# Yanmar and diesel fuel



## bmaverick (Feb 20, 2014)

Since diesel gells and gets slimy due to bacteria, what additives and treatments do you all use here with your Yanmar? 

I've tried the Lucas stuff with so-so results. Looking for something better.


----------



## winston (Aug 19, 2008)

I use the grey bottle of Power Service diesel kleen. Don't know whether it helps or not but inexpensive so what have I got to lose?


----------



## Mickey (Aug 14, 2010)

I've never had any problems with diesel fuel. Maybe location has something to do with it.

Have never used any form of additives to prevent gelling in the tractor. Yrs ago I had a diesel car. Put it in storage for 4+ yrs. When I pulled it out of storage, all I did was replaced the battery and the engine started right up. Drove the car for a while until I sold it. No issues.


----------



## bmaverick (Feb 20, 2014)

winston said:


> I use the grey bottle of Power Service diesel kleen. Don't know whether it helps or not but inexpensive so what have I got to lose?

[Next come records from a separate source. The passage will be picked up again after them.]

PR #6784, opened 2024-06-27
FISH-8855-Added Auto name for deployment group

NotedSalmon:
FISH-8855 added auto name for deployment group

## Description

I have made changes to the strings.properties file so that instead of saying autoname instance, it says autoname instance/deployment group so it saves creating another autoname.help text.

Changed dgNew.jsf to include the checkbox button and changed the commands block for the new button so that the Deployment group label does not show as required (as autoname is an option) and if autoname is selected, it will use the same code as the instance autoname.

### Testing Performed

Built and ran the server, made sure it was working. Tested auto naming multiple deployment groups and instances to make sure both worked correctly. Tested leaving everything blank to display error messages and tested setting own name + ticking the box to make sure that if the label is populated, it will default the name to that even if the box is checked.

## Notes for Reviewers

I could of made the same exact functions that the instance auto name uses and changed to deployment group but I felt it would be unnecessary code.

### DIFF
--- a/appserver/admingui/cluster/src/main/resources/org/glassfish/cluster/admingui/Strings.properties
+++ b/appserver/admingui/cluster/src/main/resources/org/glassfish/cluster/admingui/Strings.properties
@@ -448,4 +448,4 @@ clusters.ejbTimers.TimerCountCol=Timer Count
 general.serverNameCol=Server Name
 
 autoName=Auto Name
-autoName.help=When enabled, will generate a name for your instance if none is provided, or will otherwise resolve any name conflicts. 
+autoName.help=When enabled, will generate a name for your instance/deployment group if none is provided, or will otherwise resolve any name conflicts. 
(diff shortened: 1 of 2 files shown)


appserver/admingui/cluster/src/main/resources/org/glassfish/cluster/admingui/Strings.properties
```diff
@@ -448,4 +448,4 @@ clusters.ejbTimers.TimerCountCol=Timer Count
 general.serverNameCol=Server Name
 
 autoName=Auto Name
-autoName.help=When enabled, will generate a name for your instance if none is provided, or will otherwise resolve any name conflicts. 
+autoName.help=When enabled, will generate a name for your instance/deployment group if none is provided, or will otherwise resolve any name conflicts.
```
kalinchan, line 451: Missing copyright update

aubi (approved):
LGTM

I've looked at the Diesel Kleen at TSC. Even got a bottle. But, after some investigation, it may cause more issues than what it trys to solve. That is why I posed the question here looking for other viable solutions.


----------



## Halifax (Oct 8, 2009)

I use the Diesel Kleen in my tractor and never had any problems... But maybe I don't have any problems with or without the stuff added... I do use a filter on my portable tank full of diesel.

Aubrey


----------



## bmaverick (Feb 20, 2014)

Halifax said:


> I use the Diesel Kleen in my tractor and never had any problems... But maybe I don't have any problems with or without the stuff added... I do use a filter on my portable tank full of diesel.
> 
> Aubrey


Thanks. Up there in Halifax it might not get that warm to cause issues with the diesel fuel sitting over long periods of time. Here in TN, I have to deal with higher temps and longer warm seasons. 

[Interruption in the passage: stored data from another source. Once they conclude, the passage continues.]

PR #6792, opened 2024-06-30
FISH-8879 : jakarta authentication upgraded to 3.1.0

luiseufrasio:
## Description
For Payara 7:
Upgrade to the final version if available, otherwise the “best” milestone release.

### Blockers
None

### New tests
None

### Testing Performed
build and run

### Testing Environment
Zulu JDK 11.0.11 on Windows 11 with Maven 3.8.6


Pandrex247 (changes requested):
Do we not need to also update the shim?
The Exousia explodes when I try to start the admin console.
It doesn't explicitly give an OSGi error, but Felix can't find the `GlassfishRoleMapper` class

PR #7222, opened 2025-02-27
Fish 9891 adding parsing module for repository annotation

breakponchito:
## Description

Adding structure for module to parse Repository annotation from Jakarta Data

### New tests

Manual testing deploying an application using Repository annotation from Jakarta and doing debugging session to review if the server identify the annotation

here the app:

[JakartaDataReproducer.zip](https://github.com/user-attachments/files/19019997/JakartaDataReproducer.zip)

example of debug session to identify the Repository annotation:

image

### Testing Performed

Manual testing using debugger
### Testing Environment

windows 11, zulu JDK 21, maven 3.9.5


appserver/persistence/pom.xml
```diff
@@ -62,5 +62,6 @@
         <module>entitybean-container</module>
         <module>jpa-container-l10n</module>
         <module>cmp-l10n</module>
+        <module>data-core</module>
```
Pandrex247, line 65: I wouldn't necessarily have this under the `persistence` module.
I think this should simply sit above under appserver.

I'm imagining a structure somewhat akin to:

* appserver
  * data
    * data-core
    * data-persistence
    * data-nosql

WDYT?

appserver/packager/glassfish-jpa/pom.xml
```diff
@@ -95,6 +95,11 @@
            <artifactId>persistence-common</artifactId>
            <version>${project.version}</version>
         </dependency>
+        <dependency>
+            <groupId>fish.payara.server.internal.persistence</groupId>
+            <artifactId>data-core</artifactId>
+            <version>${project.version}</version>
+        </dependency>
```
Pandrex247, line 102: See my other comment, I wouldn't necessarily have this as a part of persistence as it's not a part of JPA (just interacts with it).

I would have it as a standalone `data` package

Pandrex247 (commented):
Ran through all of our currently passing TCKs - works!
I have some thoughts about the module placement however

Diesel that sits overtime can turn into sludge and a slimmy mess. This can clog the filter, injctors and fuel pump.


----------



## Halifax (Oct 8, 2009)

I don't buy the diesel from the Mom and Pop stores as I don't know how long it been sitting there. I would like to find the off road diesel, but haven't found it yet. We range from -10F to 100F from winter to summer and I always worry about the tank condensation. The filter for the tank is very fine, supposed to remove particles and water. Not sure if it does or not. Had several 90 days recently... can't wait for winter....

Aubrey


----------



## bmaverick (Feb 20, 2014)

Halifax said:


> I don't buy the diesel from the Mom and Pop stores as I don't know how long it been sitting there. I would like to find the off road diesel, but haven't found it yet. We range from -10F to 100F from winter to summer and I always worry about the tank condensation. The filter for the tank is very fine, supposed to remove particles and water. Not sure if it does or not. Had several 90 days recently... can't wait for winter....
> 
> Aubrey


Wow, I didn't know it got that hot in Canada. But then again it;s been years since I've been to Halifax in the summer.


----------



## Halifax (Oct 8, 2009)

Sorry, that's halifax county Virginia.. Close enough to the mountains for colder winters and far enough away for hot summers.. Aubrey


----------



## bmaverick (Feb 20, 2014)

Halifax said:


> Sorry, that's halifax county Virginia.. Close enough to the mountains for colder winters and far enough away for hot summers.. Aubrey


 OK, so no Canadian jokes then.  

Never heard of the place in VA. 

Well, I had read the Fuel Right test results web page. It seems that the Diesel Kleen and other products from PowerService rated poorly. The Diesel Kleen is the most popular on the store shelves everywhere. So, I stopped by my local NAPA. They had the CRC BioCon that rated very well. Got a bottle to try.


----------



## 46mech (Jun 26, 2008)

maverick,
We get some pretty rugged winters here in So. Dakota. I have diesel trucks and of course, my two tractors are diesel. I used to use the Power Services 9-1-1 in the winter; I've still had gelling. Since I've gone to using Howe's Diesel Fuel Treatment, I have had the best results against gelling. Now, I don't leave the trucks and tractors parked outside, but my barn is non-insulated and during the winters here, temps can still dip to single digit inside the barn. If you don't have an engine block heater for your tractor, you might think about installing one. I wouldn't think temps in TN would necessitate a block heater, BUT it would help regardless.


----------



## bmaverick (Feb 20, 2014)

46mech said:


> maverick,
> We get some pretty rugged winters here in So. Dakota. I have diesel trucks and of course, my two tractors are diesel. I used to use the Power Services 9-1-1 in the winter; I've still had gelling. Since I've gone to using Howe's Diesel Fuel Treatment, I have had the best results against gelling. Now, I don't leave the trucks and tractors parked outside, but my barn is non-insulated and during the winters here, temps can still dip to single digit inside the barn. If you don't have an engine block heater for your tractor, you might think about installing one. I wouldn't think temps in TN would necessitate a block heater, BUT it would help regardless.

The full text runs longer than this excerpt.